A l'est et au sud-est, les Balkans se caractérisent par des montagnes au relief arrondi, très boisées, où l'on trouve de nombreuses espèces animales devenues rares ailleurs en Europe, comme le lynx ou l'ours.

ECONOMIE

Avec sa petite économie de transition et une population d'approximativement deux millions d‘habitants, la Slovénie est un modèle de succès économique et de stabilité pour ses voisins de l’ancienne Yougoslavie.
Le pays, qui a rejoint l’Union européenne en 2004, possède une main-d’œuvre de très bon niveau, un emplacement géographique stratégique et des infrastructures de bonne qualité.
La Slovénie possède un PIB par habitant plus élevé que les autres pays d’Europe centrale et elle est devenue en 2004 le premier pays en transition d’une économie étatique vers une économie libérale à passer du statut de pays emprunteur à partenaire donateur à la Banque mondiale.

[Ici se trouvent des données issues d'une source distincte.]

PR #4687, opened 2023-07-07
Add useReducedMotion hook

bartlomiejbloniarz:
## Summary

Animations can cause some people to feel unwell. In order to help developers create apps with those people in mind this PR adds a `useReducedMotion` hook that returns a boolean value informing whether the "Reduced Motion" setting is enabled. Using this hook will cause the component to reload whenever the setting changes.

https://github.com/software-mansion/react-native-reanimated/assets/56109050/26d75993-f504-4138-87cc-cde784b7539a

## Test plan
Create an animation that runs conditionally on the value returned from `useReducedMotion` and check the behavior on android and iOS. This code was used in the video:
 
```js
const rotation = useSharedValue(0)
  const shouldReduceMotion = useReducedMotion()

  const animatedStyles = useAnimatedStyle(() => ({
    transform: [{ rotate: shouldReduceMotion ? "0deg" : rotation.value + "deg"}]
  }));

  React.useEffect(() => {
      rotation.value = withRepeat(withTiming(360, {duration: 1000, easing: Easing.linear}), -1)
  }, []);

  return (
      <Animated.View style={[styles.box, animatedStyles]} />
    </View>
  );
```

### DIFF
--- a/src/reanimated2/hook/Hooks.ts
+++ b/src/reanimated2/hook/Hooks.ts
@@ -1,7 +1,8 @@
-import { useCallback } from 'react';
+import { useCallback, useEffect, useState } from 'react';
 import { useAnimatedStyle } from './useAnimatedStyle';
 import type { DependencyList } from './commonTypes';
 import type { useAnimatedPropsType } from '../helperTypes';
+import { AccessibilityInfo } from 'react-native';
 
 // TODO: we should make sure that when useAP is used we are not assigning styles
 // when you need styles to animated you should always use useAS
@@ -13,6 +14,32 @@ export function useWorkletCallback<A extends unknown[], R>(
   deps?: DependencyList
 ): (...args: Parameters<typeof fun>) => R {
   return useCallback(fun, deps ?? []);
+}
+
+export function useReducedMotion(): boolean {
+  const [shouldReduceMotion, setShouldReduceMotion] = useState(false);
+
+  useEffect(() => {
+    const handleChange = (isReduceMotionEnabled: boolean): void => {
+      setShouldReduceMotion(isReduceMotionEnabled);
+    };
+
+    async function init(): Promise<void> {
+      handleChange(await AccessibilityInfo.isReduceMotionEnabled());
+    }
+    init();
+
+    const reduceMotionChangedlistener = AccessibilityInfo.addEventListener(
+      'reduceMotionChanged',
+      handleChange
+    );
+
+    return (): void => {
+      reduceMotionChangedlistener.remove();
+    };
+  }, []);
+
+  return shouldReduceMotion;
 }
 
 export { useEvent, useHandler } from './utils';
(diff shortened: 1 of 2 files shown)


src/reanimated2/hook/Hooks.ts
```diff
@@ -15,4 +16,30 @@ export function useWorkletCallback<A extends unknown[], R>(
...
+    const handleChange = (isReduceMotionEnabled: boolean): void => {
+      setShouldReduceMotion(isReduceMotionEnabled);
+    };
+
+    async function init(): Promise<void> {
+      handleChange(await AccessibilityInfo.isReduceMotionEnabled());
+    }
+    init();
+
+    const reduceMotionChangedlistener = AccessibilityInfo.addEventListener(
```
tomekzaw, line 32:
```suggestion
    const listener = AccessibilityInfo.addEventListener(
```

src/reanimated2/hook/Hooks.ts
```diff
@@ -15,4 +16,30 @@ export function useWorkletCallback<A extends unknown[], R>(
...
+
+  useEffect(() => {
+    const handleChange = (isReduceMotionEnabled: boolean): void => {
+      setShouldReduceMotion(isReduceMotionEnabled);
+    };
+
+    async function init(): Promise<void> {
+      handleChange(await AccessibilityInfo.isReduceMotionEnabled());
+    }
+    init();
```
tomekzaw, line 30: Why not just the following?
```suggestion
    AccessibilityInfo.isReduceMotionEnabled().then(setShouldReduceMotion);
```

src/reanimated2/hook/Hooks.ts
```diff
@@ -15,4 +16,30 @@ export function useWorkletCallback<A extends unknown[], R>(
...
+
+    const reduceMotionChangedlistener = AccessibilityInfo.addEventListener(
+      'reduceMotionChanged',
+      handleChange
+    );
+
+    return (): void => {
+      reduceMotionChangedlistener.remove();
+    };
```
tomekzaw, line 39:
```suggestion
    return () => listener.remove();
```

src/reanimated2/hook/Hooks.ts
```diff
@@ -15,4 +16,30 @@ export function useWorkletCallback<A extends unknown[], R>(
   return useCallback(fun, deps ?? []);
 }
 
+export function useReducedMotion(): boolean {
+  const [shouldReduceMotion, setShouldReduceMotion] = useState(false);
+
+  useEffect(() => {
+    const handleChange = (isReduceMotionEnabled: boolean): void => {
+      setShouldReduceMotion(isReduceMotionEnabled);
+    };
```
tomekzaw, line 25:
```suggestion
```

src/reanimated2/hook/Hooks.ts
tjzel: probably with await here

tomekzaw (approved):
Looks good to me ✅

hubertdej:
Cool feature! 😍

piaskowyk (approved):
👏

Beaucoup de secteurs de l'économie restent encore dirigés et les investissements étrangers en Slovénie sont les plus bas de l’Union européenne.
Les impôts sont relativement hauts et le marché de la main-d’œuvre reste encore très règlementé.
Les industries, héritage de la période communiste, perdent des parts de marché au profit de pays plus compétitifs, comme la Chine, l’Inde et bien d'autres.
En octobre 2004, le gouvernement a promis d'accélérer la privatisation de plusieurs grandes entreprises d’état et de mettre en œuvre des réformes économiques de baisse des charges fiscales, de flexibilisation du marché du travail. Il veut aussi augmenter l'efficacité du gouvernement.